For intracellular trafficking disorders, four main mechanisms are classically distinguished:
- Vesicular trafficking: defects in vesicle formation, sorting, and transport between cellular compartments, leading to protein mislocalization.
- Autophagy: impairment of degradation and recycling pathways of cellular components, resulting in their accumulation.
- Membrane contact sites: disruption of direct exchanges between organelles, particularly for lipid transfer.
- Cytoskeleton-dependent trafficking: abnormalities in intracellular transport along microtubules and actin, affecting the distribution of organelles and vesicles.
Diagnosis relies mainly on molecular analyses, most often using targeted gene panels or unbiased approaches such as exome or whole-genome sequencing. Some diseases have biochemical markers, particularly those related to sphingolipids and cholesterol derivatives.
Management is carried out in specialized centers such as the Adult Neurometabolic Reference Centers (CRMR), where multidisciplinary teams coordinate medical care, dietary management, neuropsychological follow-up, nursing care, and medico-social support.
Symptoms
The clinical presentation of complex lipid disorders and intracellular trafficking disorders is highly variable and can affect multiple organ systems.
Neurological involvement may present as leukodystrophy, cognitive decline, pyramidal signs, cerebellar ataxia, abnormal movements such as parkinsonism or dystonia, peripheral neuropathies, and/or cognitive impairment.
Skeletal muscle may also be affected, leading to rhabdomyolysis, myoglobinuria, and muscle weakness, while cardiac manifestations may include cardiomyopathy.

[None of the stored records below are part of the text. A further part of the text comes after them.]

PR #542, opened 2022-07-06
Introduce the setDIOMapping method

obones:
As discussed in #532
Implementation done for CC1101, RFM69 and SX1278.
Validity of mapping tables has also been verified for their derived classes (SX1231, RFM96...)

### DIFF
--- a/src/modules/SX127x/SX1278.cpp
+++ b/src/modules/SX127x/SX1278.cpp
@@ -471,6 +471,20 @@ int16_t SX1278::explicitHeader() {
   return(setHeaderType(RADIOLIB_SX1278_HEADER_EXPL_MODE));
 }
 
+int16_t SX1278::setDIOMapping(RADIOLIB_PIN_TYPE pin, uint8_t value) {
+  if (pin > 5)
+    return RADIOLIB_ERR_INVALID_DIO_PIN;
+
+  if (pin < 4)
+    return(_mod->SPIsetRegValue(RADIOLIB_SX1278_REG_DIO_MAPPING_1, value, 7 - 2 * pin, 6 - 2 * pin));
+  else
+    return(_mod->SPIsetRegValue(RADIOLIB_SX1278_REG_DIO_MAPPING_2, value, 15 - 2 * pin, 14 - 2 * pin));
+}
+
+int16_t SX1278::setDIOPreambleDetect(bool usePreambleDetect) {
+  return _mod->SPIsetRegValue(RADIOLIB_SX1278_REG_DIO_MAPPING_2, (usePreambleDetect) ? RADIOLIB_SX1278_DIO_MAP_PREAMBLE_DETECT : RADIOLIB_SX1278_DIO_MAP_RSSI, 0, 0);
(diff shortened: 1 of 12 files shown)


src/modules/SX127x/SX1278.cpp
```diff
@@ -471,6 +471,20 @@ int16_t SX1278::explicitHeader() {
...
+  if (pin > 5)
+    return RADIOLIB_ERR_INVALID_DIO_PIN;
+
+  if (pin < 4)
+    return(_mod->SPIsetRegValue(RADIOLIB_SX1278_REG_DIO_MAPPING_1, value, 7 - 2 * pin, 6 - 2 * pin));
+  else
+    return(_mod->SPIsetRegValue(RADIOLIB_SX1278_REG_DIO_MAPPING_2, value, 15 - 2 * pin, 14 - 2 * pin));
+}
+
+int16_t SX1278::setDIOPreambleDetect(bool usePreambleDetect) {
```
jgromes, line 484: Is it necessary to have this as a separate method? Seems very specific compared to the other generic methods.

src/modules/SX127x/SX1278.h
```diff
@@ -10,6 +10,8 @@
 
 // SX1278 specific register map
 #define RADIOLIB_SX1278_REG_MODEM_CONFIG_3                     0x26
+#define RADIOLIB_SX1278_REG_DIO_MAPPING_1                      0x40
+#define RADIOLIB_SX1278_REG_DIO_MAPPING_2                      0x41
```
jgromes, line 14: This (and actually all of the changes in SX1278.h/.cpp) should be done in SX127x files, to be common to all the SX127x modules (unless there's a specific incompatibility between SX1278/76 and 72/73.

jgromes (commented):
Thanks, I left some comments - if we can resolve those then I think it will be OK to merge.

src/modules/SX127x/SX1278.cpp
obones: This is used to set bit 1 of `RegDioMapping2` which in turn controls what signal is effectively present on the DIO pin when using one of the `RSSI_PREAMBLE_DETECT` values. 
For instance, if you use `RADIOLIB_SX1278_DIO1_CONT_RSSI_PREAMBLE_DETECT` then DIO1 will output either "RSSI threshold reached" or  "Preamble detected" depending on bit 1 of `RegDioMapping2`
So yes, it is specific to the `SX1278` but not in the sense that there is a special method for a given DIO signal, rather a specific method to activate a specific function from the chip itself.

src/modules/SX127x/SX1278.h
obones: Thing is, I started with the chip I have here and went down the inheritance chain, but not up.
That being said, I checked and you are right, SX1278 and SX1273 have the same behavior when it comes to DIO pins, so I moved the required support code to the SX127x.h/.cpp files in the latest commit.

jgromes:
All good now, thanks for the contribution!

Cutaneous abnormalities such as ichthyosis, ocular complications including retinitis pigmentosa and cataracts, as well as skeletal changes such as hyperostosis, are also observed.
Hepatomegaly may reflect liver involvement, and immune dysfunctions, including neutropenia, may occur in some patients.
The variability and multisystem nature of these disorders mean that clinical manifestations differ widely from one patient to another.
Treatment
Current management primarily aims to alleviate symptoms and improve quality of life. Although most treatments remain symptomatic, ongoing research is focused on disease-modifying approaches, including gene therapy and targeted pharmacological therapies.